The Hood River Glacier was a newspaper serving Hood River in the U.S. state of Oregon from 1889 to 1933. Its founders claimed that profit was not a motive, stating that they would be satisfied if the paper covered its own expenses.

George T. Prather, who came to Oregon from Kansas in 1857, became the first groom in Hood River when he married in 1883, and was appointed postmaster of the city in 1886, founded the paper in 1889. Samuel F. Blythe bought the paper in 1894. After enlarging the paper, Blythe sold to Arthur D. Moe in 1904.

In 1921, the Glacier was named the best newspaper in Oregon, with its rival Hood River News taking second place, in a contest conducted by the Oregon Agricultural College. (The Enterprise Record Chieftain took third place.)

Walter H. Walton, an editor of the Glacier, also edited the rival Hood River News and the Better Fruit publication. A. D. Moe, who by coincidence was married (in Wisconsin) on the same day the Glacier was launched, later served as its publisher for 27 years; he was succeeded by his sons, Roger W. and Mark E. Moe. The Moe brothers purchased the Dufur Dispatch, founded 1894, in 1933. Joe D. Thompson was editor in 1933, and may have also served as publisher.
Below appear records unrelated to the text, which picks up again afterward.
PR #2529, opened 2026-05-14
`Development`: Use real buttons and links instead of click-handler divs

### LINKED ISSUE #2395: Remove duplicated click and keyboard handlers for interactive containers
### Description

Several templates implement the same accessibility pattern manually on non-semantic interactive elements such as div, p, or article: adding role, tabindex, click handling, and keyboard activation for Enter and sometimes Space.
This duplication increases maintenance cost and makes behavior inconsistent across the app. Some elements behave like buttons, some like links, and some need custom event handling. We should define a shared, reusable pattern for keyboard-activatable non-native elements and apply it only where semantic HTML cannot be used directly.
The goal is to improve consistency and accessibility while avoiding behavior regressions. The solution should not blindly prevent default or stop propagation for all interactions, and it should preserve cases that require custom roles or custom event handling.

### Tasks

1.  Audit current uses of clickable non-semantic elements with manual role, tabindex, click, and keyboard bindings
2. Group cases by behavior: button-like, link-like, and custom/special-case interactions.
3. Decide the standard approach for each group
4. Use native <button> or <a> where feasible.
5.  Introduce a shared directive or utility only for non-semantic elements that must remain non-semantic.

### Acceptance Criteria

- [ ] Repeated manual keyboard-activation patterns for suitable non-semantic interactive elements are reduced through a shared approach.

az108:
#### General

#### Client

### Motivation and Context

Closes #2395.

Across the app many templates implemented the same accessibility pattern by hand on non-semantic elements (`<div>`, `<p>`, `<article>`): `role="button"` + `tabindex="0"` + `(click)` + `(keydown.enter)`, sometimes with an extra `(keydown.space)`. That duplication makes behaviour inconsistent (e.g. one row also handled Space, the next didn't; `<a>` tags without `href` had to fake Enter activation themselves) and offers a worse experience than a real `<button>` or `<a>` (no right-click "open in new tab" for links, no native keyboard contract, no automatic focus ring on every browser).

### Description

The audit found 23 occurrences across 16 files. They fell into three buckets and were handled accordingly:

1. **Button-like** (10) — converted to `<button type="button">` with a small new `.btn-bare` utility class in `global.scss` that strips the default button chrome so the existing card/row styling is preserved. Affected: `sidebar-button`, `image-upload-button`, `upload-button` (outer + the redundant nested `role=button` span), `rating` segments, `string-input` helper-text-right link, `selectable-slot-card`, `interview-process-card`, `document-dialog` list rows, `profile-picture-settings` avatar trigger, `research-group-creation-form` user candidate rows, and the `login` / `registration` "switch view" links (these were `<a>` without `href`, so they were never a real link anyway).
2. **Link-like** (4) — converted to `<a [routerLink]>`. Affected: footer `imprint` / `privacy` / `about-us` (the navigation methods on `FooterComponent` were removed since `routerLink` replaces them), and `job-card` (the `onViewDetails` / `onKeyDown` pair was replaced by a `[routerLink]="detailLink()"`).
3. **Custom / non-semantic by necessity** (6) — kept as `<div>` but now use a new shared `ClickableDirective` (`[jhiClickable]`) that owns `role`/`tabindex` host bindings and the Enter/Space activation. These are the cases where the element has an interactive descendant (a checkbox, a `<jhi-button>`, an `<a>`), which the HTML spec forbids inside `<button>` and `<a>`. Affected: `interviewee-card` (inner action buttons), `interviewee-section` and `assign-applicant-modal` and `research-group-add-members` rows (inner checkbox), `filter-multiselect` (trigger with chips + option rows with checkbox), `upcoming-interview-card` (inner anchor), and two locations in `job-creation-form` (image card and AI compliance banner).

Three dead `stopPropagation`-only wrappers around delete-button overlays (`research-group-images`, `department-images` x2) were just removed — their parent cards aren't even clickable, so the wrapper did nothing.

The directive emulates native button keyboard semantics (Enter always, Space only when `role="button"`) and uses `event.preventDefault()` only on the keys it actually handles, so it does not blindly suppress other interactions — matching the issue's explicit guidance.

The `@angular-eslint/template/click-events-have-key-events` rule was extended with `ignoreWithDirectives: ['jhiClickable']` so the directive is a first-class way to satisfy the rule without inline keyboard handlers.

### Steps for Testing

Prerequisites:

1. Log in to TUMApply.
2. Visit each affected page and confirm both mouse and keyboard activation still work:
   - Sidebar items, footer links, login/register switch links, file/image upload buttons, rating segments, string-input "helper-text-right" link.
   - Job overview cards (clicking opens the detail; right-click → "Open in new tab" now works), job-creation image picker (selecting + deleting), document-dialog item list, profile picture editor.
   - Interview process cards, upcoming-interview cards, selectable slot cards, interviewee row + interviewee card (still navigates to assessment; inner buttons still work without selecting the card).
   - Filter multiselect (open/close, select/deselect options).
   - Research group "Add members" row selection, research group creation form admin candidate rows.
3. Tab through each surface — every previously clickable element is still reachable and activates with Enter (Space too for buttons).

#### Code Review

- [ ] Code Review 1

#### Manual Tests

- [ ] Mouse activation for every converted element behaves identically to before.
- [ ] Keyboard activation works (Tab to focus, Enter to activate; Space activates buttons but not links).
- [ ] No visual regressions on cards, rows, or icon buttons.

#### Client

| interviewee-card.component.ts | 0.00% | 61 | 11 | 18.0 |
| interviewee-section.component.ts | 0.00% | 360 | 41 | 11.4 |
| assign-applicant-modal.component.ts | 0.00% | 142 | ? | ? |
| upcoming-interview-card.component.ts | 0.00% | 43 | 9 | 20.9 |
| job-creation-form.component.ts | 0.00% | 1251 | 88 | 7.0 |
| job-card.component.ts | 100.00% | 78 | 8 | 10.3 |
| footer.component.ts | 0.00% | 27 | 9 | 33.3 |
| filter-multiselect.ts | 0.00% | 219 | 30 | 13.7 |
| clickable.directive.ts | 100.00% | 27 | 8 | 29.6 |
| research-group-add-members.component.ts | 0.00% | 179 | 40 | 22.3 |
| sidebar-button.component.ts | 95.00% | 36 | 2 | 5.6 |
| jobs-preview-section.component.ts | 100.00% | 51 | 12 | 23.5 |

_Last updated: 2026-07-13 19:57:45 UTC_


src/main/webapp/app/job/job-creation-form/job-creation-form.component.html
Cathy0123456789, line 460: I guess it is related to this part of the code, but with tabbing I cannot delete an image from the Image Collection

src/main/webapp/app/job/job-overview/job-card/job-card.component.html
Cathy0123456789, line 1: Not sure if relevant, but earlier, you could navigate with Space as well, now that is not possible anymore

src/main/webapp/app/job/job-creation-form/job-creation-form.component.html
```diff
@@ -537,7 +530,7 @@ <h1 jhiTranslate="{{ pageTitle() }}"></h1>
           [shouldTranslate]="true"
         />
       } @else if (aiToggleSignal() && complianceCount() > 0) {
-        <div tabindex="0" (click)="handleMessageClick($event)" (keydown.enter)="handleMessageClick($event)">
+        <div jhiClickable tabindex="0" (click)="handleMessageClick($event)">
```
Cathy0123456789: This does not work anymore as it seems

src/main/webapp/app/job/job-creation-form/job-creation-form.component.html
az108: Good catch, and it was worse than just the delete not firing — pressing Enter on the trash icon **selected the image** instead.

Keyboard events bubble, and `jhiClickable` listened for Enter/Space on the card. So a key press on the nested delete button ran the card's handler, which called `preventDefault()` (cancelling the button's own native activation) and then clicked the card. The directive exists precisely for wrappers that have to contain a button or link, so it had the bug in the one case it was written for.

Fixed in the directive rather than here: it now ignores key presses that did not happen on the host itself, so nested buttons and links keep handling their own keys. Added tests for it in `clickable.directive.spec.ts`.

src/main/webapp/app/job/job-overview/job-card/job-card.component.html
az108: Relevant, but I'd argue it's now correct and I've left it as is — happy to change it if you disagree.

The card is a real `<a [routerLink]>` now. Native anchors activate on **Enter** only; Space scrolls the page, and that's what keyboard and screen-reader users expect from a link. The old Space behaviour came from it being a `role="button"` div with a manual keydown handler, which is the pattern this PR removes.

Re-adding Space would mean putting a key handler back on an anchor and swallowing page scroll. The honest alternative would be making the card a `<button>` that navigates programmatically, but that loses middle-click, open-in-new-tab and the status-bar URL preview — so a link seems like the right trade.

src/main/webapp/app/job/job-creation-form/job-creation-form.component.html
az108: Confirmed, and thanks — this was a real regression.

The link inside the translated message is `<a tabindex="0" class="... stepper-link">` with no `href`, so it never fires a click of its own. The old code caught the **bubbled** keydown on the wrapper and recognised the link via `event.target`'s class. Routing it through `jhiClickable` instead synthesised a click on the wrapper, so `event.target` became the wrapper and the class check could never match.

(I checked that Angular's sanitizer keeps both the `tabindex` and the class on that anchor, so the link really is the tab stop.)

The wrapper is a delegator, not a control, so it's back to plain click + Enter delegation with `role="presentation"`. Dropping `jhiClickable` also removes the second, dead tab stop it had added around the whole banner.

src/main/webapp/app/shared/components/molecules/document-dialog/document-dialog.html
```diff
@@ -22,21 +22,18 @@
             />
             -->
             <!-- Label container -->
-            <div
-              class="min-w-0 grow cursor-pointer px-3 py-2 rounded-md hover:text-text-on-primary hover:bg-primary-default"
+            <button
+              type="button"
+              class="btn-bare min-w-0 grow cursor-pointer px-3 py-2 rounded-md hover:text-text-on-primary hover:bg-primary-default w-full text-left"
```
Cathy0123456789: You seemed to have added w-full and text-left, do we need it?

src/main/webapp/app/shared/components/molecules/research-group-creation-form/research-group-creation-form.component.html
```diff
@@ -154,25 +154,24 @@
 
             @if (showCandidatesList()) {
               @for (user of adminProfessorCandidates(); track user.id) {
-                <div
-                  class="flex items-center gap-3 p-3 cursor-pointer transition-colors"
+                <button
+                  type="button"
+                  class="btn-bare w-full text-left flex items-center gap-3 p-3 cursor-pointer transition-colors"
```
Cathy0123456789: Here also w-full and text-left?

src/main/webapp/app/shared/components/molecules/research-group-creation-form/research-group-creation-form.component.html
```diff
@@ -154,25 +154,24 @@
 
             @if (showCandidatesList()) {
               @for (user of adminProfessorCandidates(); track user.id) {
```
Cathy0123456789: For a long list of professors, the user would have to tab through all of them to be able to continue to the next fields as it seems. Maybe it would make more sense to scroll in the list with arrow keys and use tab to go to the next fields?

src/main/webapp/app/shared/components/molecules/document-dialog/document-dialog.html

Pioneers of Hood River formally requested in 1934 that the archives of the Glacier, which had ceased publication a year prior, be placed in the county library as a public reference; the Hood River News, which had acquired the Glacier's property, had already taken steps to do so.

In 1936 the Dam Chronicle moved into the offices in the First National Bank building formerly occupied by the Glacier.

Author Doris J. Smith incorporated clippings from the Glacier, along with the Dalles Optimist and the Mosier Bulletin, into a publication of the journal of Mary Evans, Wasco County pioneer. The book was titled I Am All Alone.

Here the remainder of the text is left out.